The Tuskless Elephant
The Tuskless Elephant
Itwas a quiet afternoon that thickened slowly like coconut milk left too long on fire. Outside, the street shimmered in the heat. A solitary crow cawed from the jack tree next door, and a pressure cooker gave its final whistle somewhere in the distance. Silence had settled over the living room inside the house like a tired shawl, broken only by the soft whir of the air through an open window and the occasional rustle of a newspaper page turning.

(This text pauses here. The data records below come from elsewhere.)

PR #82, opened 2024-09-20
Wire up Validator and Sanitizer

mhsdef:
This PR wires up `Validator`s and `Sanitizer`s introduced in #83.

The main things it does are:

- Reusable validation/sanitization whether data is via REST, hardcode, or remote fetch (pre-binding).
- Firm up our data structures.

## How To Test

Unit tests passing. Smoke test your favorite integrations.


example/airtable/elden-ring-map/inc/queries/class-airtable-elden-ring-list-locations-query.php
```diff
@@ -39,6 +39,6 @@ class AirtableEldenRingListLocationsQuery extends HttpQueryContext {
 	];
 
 	public function get_endpoint( array $input_variables ): string {
-		return $this->get_datasource()->get_endpoint( 'locations' ) . '?filterByFormula=FIND%28%27' . $input_variables['map_name'] . '%27%2C%20%7BMap%7D%29%3E0';
+		return $this->get_datasource()->get_endpoint() . '/tblc82R9msH4Yh6ZX?filterByFormula=FIND%28%27' . $input_variables['map_name'] . '%27%2C%20%7BMap%7D%29%3E0';
```
maxschmeling, line 42: Can we pull the table ID from the config? It would be ideal if getting the table ID here worked the same way with a hard coded data source as it does with a data source provided by the settings page.

inc/Validation/Validator.php
```diff
@@ -25,6 +25,10 @@ public function validate( array $data ): bool|WP_Error {
 	}
 
 	private function validate_schema( array $schema, $data ): bool|WP_Error {
```
maxschmeling, line 27: Should we use an off the shelf library for this type of thing?

mhsdef: I looked a few things:
- Straight reuse of WordPress REST validation/sanitization - https://github.com/Automattic/remote-data-blocks/pull/83
- Concocting something directly JSON Schema 4-based.
- `Respect/Validation` - https://github.com/Respect/Validation
- Symfony Validation - https://symfony.com/doc/current/validation.html
- And glanced at a few others like Laravel validation, `rakit/validation`, and `vlucas/valitron`.

If you have something in mind, I'm certainly open to it. I just ended up here--a WP REST-like [which is JSON Schema 3/4ish itself]--after weighing various pros/cons.

example/airtable/elden-ring-map/inc/queries/class-airtable-elden-ring-list-locations-query.php
mhsdef: I feel pretty confident we can make smooth user experiences across both ways so I wouldn't fret relative to that angle. We will have excellent flexibility in UI/UX if we align our data constructs well down low with what they represent.

To me, a fundamental question here is what exactly _is_ an "Airtable data source"? What is the primary entity customers are connecting up to?

Is it the base? Is it the base+table?

maxschmeling: I think that's still somewhat of an open question and something we need feedback on. It requires more flexibility from our plugin, but I think ideally it can be all of the above. If the data source specifies a specific table, then it's essentially locked. If it doesn't, then the query config / UI has to specify the table for each case. So that could be in the query code, or perhaps we could build UI to support it in Gutenberg. But that last use case is down the road a bit.

inc/Validation/Validator.php
maxschmeling: I'm ok with this, but if we find ourselves needing more and more from it, it might be worth more exploration.

inc/Integrations/Google/Sheets/GoogleSheetsDatasource.php
```diff
@@ -46,31 +48,22 @@ class GoogleSheetsDatasource extends HttpDatasource {
 					'universe_domain'             => [ 'type' => 'string' ],
 				],
 			],
+			'display_name'   => [ 'type' => 'string' ],
```
shekharnwagh, line 51: @mhsdef Is there a reason we made `display_name` mandatory here, but are not requiring it for other data sources ?

src/data-sources/airtable/AirtableSettings.tsx
shekharnwagh, line 1: @mhsdef Why was the `table` field removed from the Airtable Source Config ?

inc/Integrations/Google/Sheets/GoogleSheetsDatasource.php
mhsdef: probably accidental that it alone is that way. I'll adjust it to optional too.

I think, ultimately, we'll want to require on the backend. Maybe able to prefill it (or the slug?) on the front for better UX.

src/data-sources/airtable/AirtableSettings.tsx
mhsdef: Reverted this in #105.

PR #89, opened 2024-09-23
Automatically add block arg to user-registered patterns

chriszarate:
Fixes a bug introduced by https://github.com/Automattic/remote-data-blocks/pull/53 (h/t @mhsdef). We now detect pattern compatibility by inspecting the block arg of the block binding. Rather than ask users to bake this arg into their supplied patterns (which is probably error-prone), we can inject it for them when they call `register_remote_data_block_pattern`.

This PR also removes the unused `patterns` key of the registered block config.


mhsdef (approved):
Coolio, it works!

Screenshot 2024-09-23 at 11 13 19 AM

And tests, woo. Ship it.

PR #91, opened 2024-09-24
Update QueryContextInterface and HttpQueryContext to define variables using function

chriszarate:
Defining input and output variables via a property has been flagged by multiple people as confusing, limiting, and inconsistent. This was especially apparent when working on query docs in https://github.com/Automattic/remote-data-blocks/pull/90.

It's confusing mainly because the property names (`$input_variables` and `$output_variables`) do not communicate that they are _definitions_ and conflict with identically named arguments that contain the runtime _values_.

It's limiting because implementors often wanted to reach for code to help them define variables, resulting in awkward constructor use ([example](https://github.com/Automattic/remote-data-blocks/blob/65fae40eeb696bfbd68ddd1c958df74094a00b9c/example/rest-api/art-institute/inc/queries/class-art-institute-search-query.php#L20)).

It's inconsistent because every other property is defined via a method.

The diff is a bit scary but is mostly whitespace. There are no actual functional changes, just moving from this:

```php
class MyQuery extends HttpQueryContext {
  public array $input_variables = [ /* definition */ ];
}
```

... to this:

```php
class MyQuery extends HttpQueryContext {
  public function define_input_variables(): array {
    return [ /* definition, unchanged */ ];
  }
}
```


mhsdef:
This kinda space is where I intensely miss Elixir. Or anything with a good pipe operator. But, yeah, Elixir because it's ergonomics are TEH BEST. ❤️ 😄 

```
input_variables
 |> list_query1(datasource)
 |> Enum.random()
 |> get_query(datasource)
 |> apply_pattern()
```

mhsdef (approved):
sorry! I still feel too fuzzy about the way the core of that interacts to give deep feedback.

It seems fine if you feel good about it; and, yea, deduping the overlap feels like a win.

`s/define_*_variables/get_*_variables_definition`? or `get_*_variables_schema`?

(I feel like the "define" part has already happened, when the person wrote it, so "getting" it feels more natural. "definition" is more human-y speak but we do have "schema" as a thing now elsewhere and our audience is devs and it too is pretty well known.)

Denzil sat cross-legged on the cemented and cool red floor, eyes fixed on the little black elephant he had just set down. It was a thing of quiet beauty — carved from solid ebony, polished to a soft sheen, and just heavy enough in the hand to command a kind of reverence. Its tusks — two fine slivers of ivory or bone, he could never be sure — protruded on either side like tiny matchsticks, each perfectly shaped, glinting faintly in the light that fell in slats through the half-closed windows.
The figurine had constantly reminded him of processions — those grand Peraheras, where real enormous and slow-moving elephants lumbered down their street with tree trunks chained to their sides. He remembered the deep, earthy smell of the beasts, the clinking of the iron chains, and the silence that preceded them. Neighbours would come out onto verandahs, some barefoot, some with children in their arms, and watch as the beasts passed with an unhurried majesty. One of the elephants had turned its head slightly as it passed his gate — just a glance, but to Denzil it had felt like an acknowledgment.
And now, this tiny, mute replica. The same grandeur, shrunk into few inches of carved wood. He adored it for what it conjured — memory, scale, silence.
Then came the crash.
A sudden sharp sound shattered the afternoon stillness like glass breaking on tile.
Rekha gasped. Susan dropped the spoon she was holding in the kitchen. Denzil looked down at his hands in disbelief, as though the object had leapt from them of its own volition.
The elephant lay on its side, its tusks splintered, one a few inches away, the other hidden somewhere beneath the settee.
“You — did you fall asleep?” Susan’s voice came from the doorway, tight with exasperation.
Denzil opened his mouth but said nothing.
“Oh, it’s broken!” wailed Rekha, rushing forward, her face contorted in disbelief.
“Make him fix it, Mother!” she demanded.
Susan knelt slowly beside the broken carving, brushing away the splinters with a quiet resignation. The elephant had been a gift from her father years ago, brought back from one of his rare trips to Anuradhapura. It had never been meant for small fingers or curious eyes, and certainly not for the floor. It had lived, until today, safely behind the glass pane of the old wooden cabinet. But children had a way of taking possession without permission, and now here it was — violated, fractured.
Denzil picked it up gently and turned it over in his palm.
“Oh, Amma,” he said with forced cheer, “only the tusks are gone.”
Susan looked at him with tired eyes. “What is left of an elephant when its tusks are gone?”
Denzil shrugged. “It looks like an elephant without tusks,” he said, as though that were explanation enough.
“Fool,” she muttered. “Stop your jokes.”
“He doesn’t care a bit,” Rekha snapped, folding her arms. “You don’t care about anything, Ayya.”
He turned to her. “Now I know how elephants lose their tusks,” he said. “Maybe this is how they make the ones they sell in shops.”
No one laughed.
He sat on the floor, legs splayed out, examining the broken figurine with a craftsman’s curiosity. “Can we use it as a toy now?” he asked, half to himself, half to anyone still listening.
Rekha stared at him in horror.
“I mean,” he continued, voice lighter now, “we could tie a string around its head. Drag it around and call it our elephant.”
For a moment, no one spoke. The house held its breath. The elephant sat on Denzil’s lap, mute and mutilated. Its tusks — its pride, its history — gone. Only its shape remained, and the hollow suggestion of what it once meant.
Susan stood up slowly, brushed her hands against her skirt, and returned to the kitchen.
Rekha sat cross-legged beside her brother, not speaking, just watching.
Denzil leaned down and began searching under the settee for the missing tusk. He hummed to himself as he did, something aimless and tuneless — the kind of humming that children do when trying not to feel guilty or when trying to bring something broken back to life.